What this task involves —
Which lines in the records below contain the word "prototype"? Report each of them.

### Listed records

PR #1316, opened 2016-02-24
Type should only be forced to integer if autoIncrement is set to true

janhapke:
For now this is more of an illustration for #1314 - I haven't yet had time to figure out how to run the tests for waterline. Might do that later.

### DIFF
--- a/lib/waterline/core/schema.js
+++ b/lib/waterline/core/schema.js
@@ -125,7 +125,6 @@ Schema.prototype.objectAttribute = function(attrName, value) {
       // Set schema[attribute].autoIncrement
       case 'autoIncrement':
         attr.autoIncrement = value[key];
-        attr.type = 'integer';
         break;
 
       // Set schema[attribute].unique
@@ -171,6 +170,11 @@ Schema.prototype.objectAttribute = function(attrName, value) {
         attr.alias = attrName;
         break;
     }
+  }
+
+  // auto increment only works for integer
+  if (value['autoIncrement'] == true) {
+      attr.type = 'integer';
   }
 
   return attr;
--- a/test/unit/core/core.schema/schema.autoValues.js
+++ b/test/unit/core/core.schema/schema.autoValues.js
@@ -82,6 +82,47 @@ describe('Core Schema', function() {
     });
   });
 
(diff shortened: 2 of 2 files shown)


devinivy:
Seems good to me.  Honestly, I don't think that auto-increment should force the type to integer at all, but I'm not sure who that would affect.  "Auto-increment" should possibly be broadened to, for example, indicate that UUIDs should be used in DBs that do not support actual integer incrementing.  Or other strategies for generating ids.

mikermcneil:
@janhapke Nice, thanks!  I think this also solves https://github.com/balderdashy/sails/issues/3791

mikermcneil:
@devinivy btw, a few other thoughts re: future stuff w/ autoPK:

Right now Waterline mostly cares about auto-increment only inasmuch as it affects auto-migrations.  But going forward, the plan is to externalize auto-migrations support (e.g. move it to sails-hook-orm).  So I'm not really sure Waterline will even need to know about whether incrementing is happening or not...  Well, except that Waterline _will_ still need to know that a particular attribute is going to be automatically set by the db on a `.create()`.  But even then, only when it's the primary key, yeah?  Kind of like a special, dynamic `defaultsTo`, but automatically provided by the database.

So at that point-- what if, for v1.0, we just removed [autoIncrement](http://sailsjs.org/documentation/concepts/models-and-orm/attributes#?autoincrement) from Waterline, and instead added a new flag for attribute defs (e.g. `automatic: true` or `autoDefaultsTo: true`).  That flag would have _no impact_ on `type`, but it would not be allowed to coexist with `required: true` or `defaultsTo`.  Its sole purpose would be to support use cases like https://github.com/balderdashy/waterline/blob/3366d35408732fdde4025fd1d2586139d24ce1dc/lib/waterline/model/lib/associationMethods/add.js#L131.  Meanwhile, `autoPK` can remain blissfully unawares of the new flag, except that it would set it at runtime on the generated attr def for the primary key.

sgress454:
This is no longer valid as `autoincrement` is now dealt with by the migration system in waterline-utils.  Thanks again @janhapke for the post!

#1314 is still an issue in Waterline 0.11.x, so that issue will stay open until Waterline 0.13.x is out of beta.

######

Exercise solution —
@@ -125,7 +125,6 @@ Schema.prototype.objectAttribute = function(attrName, value) {
@@ -171,6 +170,11 @@ Schema.prototype.objectAttribute = function(attrName, value) {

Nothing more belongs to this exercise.